Achieving the desired level of regulatory production automation requires an evolution in the supporting data architecture and IT infrastructure. First, the data architecture needs to progress in order to make sure that required data is available and centralised into repositories. Second, the reporting solutions should be capable of integrating various data sources. These evolutions will simplify production by allowing a direct mapping of the various data elements into the defined regulatory templates.

The key impediments to these evolutions are: (1) the costs related to these changes; (2) the potential impacts these changes could have on other processes within the bank; and (3) the difficulty to work with legacy data and IT architecture.
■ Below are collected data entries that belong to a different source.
PR #1452, opened 2024-06-29
Use native xvfb

peraltafederico:
Use native xvfb instead of `coactions/setup-xvfb@v1` because it's failing for GH pipelines. See  https://github.com/coactions/setup-xvfb/issues/19

### DIFF
--- a/.github/workflows/release.yml
+++ b/.github/workflows/release.yml
@@ -60,6 +60,9 @@ jobs:
         with:
           node-version: 18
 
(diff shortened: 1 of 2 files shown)


pastuxso:
@peraltafederico I think it's unnecessary. Unfortunately, this Github Action lacks graceful termination, causing a false negative.

pastuxso (approved):
LGTM

PR #1454, opened 2024-06-29
Implements Stateful Platform Authentication on Startup 

pastuxso:
If no Platform Authentication exists on startup, a new stateful session will be created.


sourishkrout (approved):
👍 LGTM

PR #1465, opened 2024-07-06
Initial GCE Instance view

pastuxso:
Adds initial rendering for CGE instances. Some information is unavailable in the first API request, but it's sufficient to show relevant information. I only needed to make a second API request to complete the disk information.


sourishkrout (approved):
:+1: LGTM

PR #1467, opened 2024-07-09
More descriptive marketplace description

admc:
Might help to more explicitly explain here what these things are, sort of define DevOps Notebook in a way.


sourishkrout (approved):
👍 LGTM

PR #1474, opened 2024-07-10
Start moving away from runme cloud domain/endpoint resolution

sourishkrout:
This PR moves away from any panels served out of the legacy Runme cloud.

Let's plan for a follow-up effort to remove all non-platform panels/GQL since the backend is considered End Of Life.


pastuxso (approved):
LGTM 👍

PR #1476, opened 2024-07-11
Stateful extension marketplace README.md

admc:
The market place is a good marketing opportunity, we should have a readme that talks about Stateful as an integrated solution.

I took a first stab at it, if you folks can wire up the overwrite for publishing that would be awesome.

@sourishkrout wdyt?

image


sourishkrout (approved):
Let's try 👍

PR #1479, opened 2024-07-12
Improvements to `Env Store` (experimental) panel

sourishkrout:
- Better tooltip visibility triggered by hovering over any value, not just the leading icon
- Semantic sorting by error type, which brings invalid ENV vars to the top
- Cosmetic tweaks


src/client/components/env/store.ts
```diff
@@ -99,38 +113,63 @@ export default class Table extends LitElement {
...
+          .tooltipText="${html`<div class="flex">
+            ${row.errors.map((error) => html`<span>${icon}${error.message}</span>`)}
+          </div>`}"
+          .value="${html`${icon} ${format()}`}"
+        ></tooltip-text>
+      </div>`
+    }
+
+    if (field === 'spec') {
+      // if (!['Opaque', 'Plain', 'Secret', 'Password'].includes(row.spec)) {
```
pastuxso, line 161: Is it intentionally commented?

pastuxso (approved):
LGTM 🚀

src/client/components/env/store.ts
sourishkrout: yep, it's incomplete

PR #1487, opened 2024-07-18
Hide preview gist button

peraltafederico:
Hide the Preview Gist button when running the extension with Platform authentication.


pastuxso:
✅ LGTMT

PR #1488, opened 2024-07-18
Platform auth secrets per stage

sourishkrout:
I believe the reason why we see "false positive" errors when switching stages is that auth tokens aren't valid across stages (staging, prod, etc). The solution is fairly simple by stashing the token into the secrets store under keys that are unique to the stages.


pastuxso (approved):
LGTM 👍

PR #1489, opened 2024-07-19
Simplify and remove deletion of cell ID

sourishkrout:
The deletion of the cell ID causes downstream issues. It also needs to be clarified why it was required in the first place.

I removed the logic to test it for a few days in pre-release.


pastuxso (approved):
LGTM 👍

PR #1335, opened 2023-05-09
F adjust dependency version

bakridemos:
Description: 

- not all adjustements made in demosplan are compatible with this branch that's why the dependency version has to be specified

### DIFF
--- a/composer.json
+++ b/composer.json
@@ -34,7 +34,7 @@
         "demos-europe/edt-dql": "^0.16.0",
         "demos-europe/edt-extra": "^0.16.0",
         "demos-europe/edt-paths": "^0.16.0",
-        "demos-europe/demosplan-addon": "dev-main",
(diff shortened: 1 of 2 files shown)


composer.json
```diff
@@ -34,7 +34,7 @@
         "demos-europe/edt-dql": "^0.16.0",
         "demos-europe/edt-extra": "^0.16.0",
         "demos-europe/edt-paths": "^0.16.0",
-        "demos-europe/demosplan-addon": "dev-main",
+        "demos-europe/demosplan-addon": "dev-main#v0.0.3",
```
mussbach, line 37:
```suggestion
        "demos-europe/demosplan-addon": "0.0.3",
```

mussbach (changes requested):
composer.lock needs to be included in PR

mussbach (approved):
lgtm

PR #1339, opened 2023-05-10
chore: Remove unused components

gruenbergerdemos:
These components were moved demospipes and aren't needed here anymore.


muellerdemos (approved):
thanks for removing the duplicates - lgtm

Cutting through complexity

Given the complexity of the exercise, banks should have a dedicated team in charge of regulatory reporting production. This dedicated team should act as the competence centre for reporting production and should be adequately resourced from both an infrastructure and human resources perspective.

Generally, regulatory reporting is the responsibility of the Finance department in collaboration with the Risk department as validator. This separation between control function and production function is a key element of a well-functioning three-lines-of-defence model and should be seen as best practice. Of course, internal audit as the third line of defence further ensures the effectiveness and accuracy of the reporting process.  

The key is developing a competence centre where the right cross-organisational resources are engaged to ensure compliance with regulatory requirements, the quality of data and consistency of business specificities. 

To summarise; this competency centre should: (1) ensure the comparability and measurement (IFRS or local GAAP) of reporting by business units and work with them to help recognise their activities; (2) perform micro/macro analysis and provide quality reporting to senior management; and (3) carry out continuous training in order to stay ahead of the regulatory curve.

To successfully implement a fit-for-purpose regulatory reporting framework, institutions must consider the combination of these three factors.